Modified R/C installation.





Propeller shaft cover K&S brass tube.





Mk.2 Roadster to date.






Regards Tony.


----------



## Tony Bird (Nov 19, 2013)

Hello again,

A couple more of 'Work to date' photographs.










Regards Tony.


----------



## Tony Bird (Dec 2, 2013)

Hi,

Happy with the R/C installation and the gas tank finished and tested, some bits have been painted and transfers used. The insides of the front wheels have been cut away to allow the king pins to line up with the centre of the tyres thus reducing the load on the steering servo.

















SWMBO's comment that from above it looks like a cooked lobster was treated with the contempt it deserved.  I don't expect that I will find time to do anymore work on the Roadster until well into the New Year.

Regards Tony.

Regards Tony.


----------



## 110samec (Dec 2, 2013)

nice name you chose for it as well, bird special


----------



## Tony Bird (Dec 22, 2013)

Hi,

Well I have managed to a bit more work on 'Bird' Special which has been mostly cosmetic. After a certain amount of butchery a driver has been persuaded to fit, I think with the addition of hat, scarf and goggles Mr Tarrant will do. I wasn't very happy with the appearance of the rear end of the Special which has now been cut off, so the driving wheel with sprocket now rotates on the axle which has become a chassis spacer. Doing this also saved a few grams of weight!

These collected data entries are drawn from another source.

PR #1057, opened 2019-10-10
NAS-103410 / 11.3 / Retrieve more data with iocage list

sonicaj:
This PR introduces changes which adds the ability for the API to return more data related to plugins. It helps reduce retrieval times when we try to find source of a plugin.

### DIFF
--- a/iocage_lib/ioc_list.py
+++ b/iocage_lib/ioc_list.py
@@ -46,9 +46,10 @@ class IOCList(object):
         JID UID BOOT STATE TYPE IP4 RELEASE
     """
 
-    def __init__(self, lst_type="all", hdr=True, full=False, _sort=None,
-                 silent=False, callback=None,
-                 plugin=False, quick=False):
+    def __init__(
+        self, lst_type='all', hdr=True, full=False, _sort=None, silent=False,
+        callback=None, plugin=False, quick=False, **kwargs
+    ):
         self.list_type = lst_type
         self.header = hdr
         self.full = full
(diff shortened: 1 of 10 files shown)


iocage_lib/ioc_list.py
```diff
@@ -455,6 +461,25 @@ def list_all(self, jails):
                 jail_list.append([jid, uuid, boot, state, jail_type,
                                   full_release, full_ip4, ip6, template,
                                   admin_portal, doc_url])
+                if self.plugin_data:
```
skarekrow, line 464: We should probably want the remote flag set for this to occur, as list is expecting all resources to be listed are local and quick. This could have a long delay if any network disruptions are occurring or anything else is funky network wise.

sonicaj: Are you referring to `iocage list` ?

skarekrow: Yeah if this is ever exposed to cli behavior.

sonicaj: I don't think that it will have much if any use there. Also we could be perhaps increasing more props here, so the formatting is not going to work at all. I doubt it will even with just 3 more props. Plus the repo uri's are quite big ; ) I think we are good for now. However wrt the PR, i am thinking we should do the loop asynchronously, will look more into that tomorrow. Marking as WIP :p

william-gr (dismissed):

william-gr (approved):

PR #1063, opened 2019-10-14
Automatically set server && root_dir when fetching EoL releases

### LINKED ISSUE #1059: Fetch old releases from ftp-archive.FreeBSD.org
Jails are an awesome way to explore old FreeBSD releases, and iocage is the easiest way to create a jail.  But the current implementation fetches releases from https://download.freebsd.org, which only serves currently supported releases.  As an enhancement, it would be awesome if iocage could fetch historic releases from ftp-archive.FreeBSD.org .  This recently came up at work, when I needed to install a 9.3 jail.
```
> iocage --version
Version	1.2 RC
> sudo iocage fetch -r 9.3-RELEASE
Password:
9.3-RELEASE was not found!
```

asomers:
When fetching an EoL release, iocage will now automatically set the
server and root dir appropriately.  This allows fetching releases as old
as 9.0-RELEASE.  Older releases are still unfetchable because the
release files used a different format.

Fixes #1059

- [x] Explain the feature


iocage_lib/ioc_fetch.py
```diff
@@ -300,12 +301,22 @@ def fetch_http_release(self, eol, _list=False):
...
         if self.hardened:
-            if self.server == "download.freebsd.org":
+            if self.server is None:
                 self.server = "http://jenkins.hardenedbsd.org"
                 rdir = "builds"
 
-        if self.root_dir is None:
-            self.root_dir = f"ftp/releases/{self.arch}"
+        md = re.match("([0-9]+)[.]([0-9]+)-RELEASE", self.release)
+        if md and (int(md[1]) < 11 or (int(md[1]) == 11 and int(md[2]) < 2)):
```
jsegaert, line 309: This will require maintenance in perpetuity.  
Instead of hard-coding 11.2, maybe consider something more dynamic as in function `ioc_common.parse_latest_release()` that gets the latest release.

asomers: The problem with that approach is that it would necessitate an additional round trip to the internet.  I don't think we want to do that.

skarekrow:

asomers:
No @skarekrow I don't think I have enough time to work on this.  I'm going to abandon the PR, even though I still dream about someday doing `iocage create -r 1.0-RELEASE`.

PR #1067, opened 2019-10-21
NAS-103568 / 11.3 / Inherit mount point from parent

sonicaj:
This commit fixes an issue where we set the mount point as that of the parent if iocage's mount point didn't start with it. But if altroots are involved, they are added automatically to the mount point resulting in a misconfigured mount point.


skarekrow (approved):

sonicaj:
backport

sonicaj:
backport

Mk.1 Roadster and the Mk.2 Special.










I wish all the members of HMEM a Great Christmas and a Health New Year.

Regards Tony.


----------



## 110samec (Dec 22, 2013)

Its looking good


----------



## Rivergypsy (Dec 30, 2013)

Very nice work and a Happy New Year to you too


----------



## Tony Bird (Mar 28, 2014)

Hi,

Its almost three months since any work was done on the Roadster.  Most of the time being spent get models ready for a new season of playing.  Yesterday after hopefully repairing a leak in the roof of the trailer that will be used to transport our 16mm layout to Peterborough in a couple of weeks time; a little relaxing was called for and the Roadster chosen.  The first couple of jobs to be done will be to finish the work on the R/C by making the reversing valve followed by a steering connection. 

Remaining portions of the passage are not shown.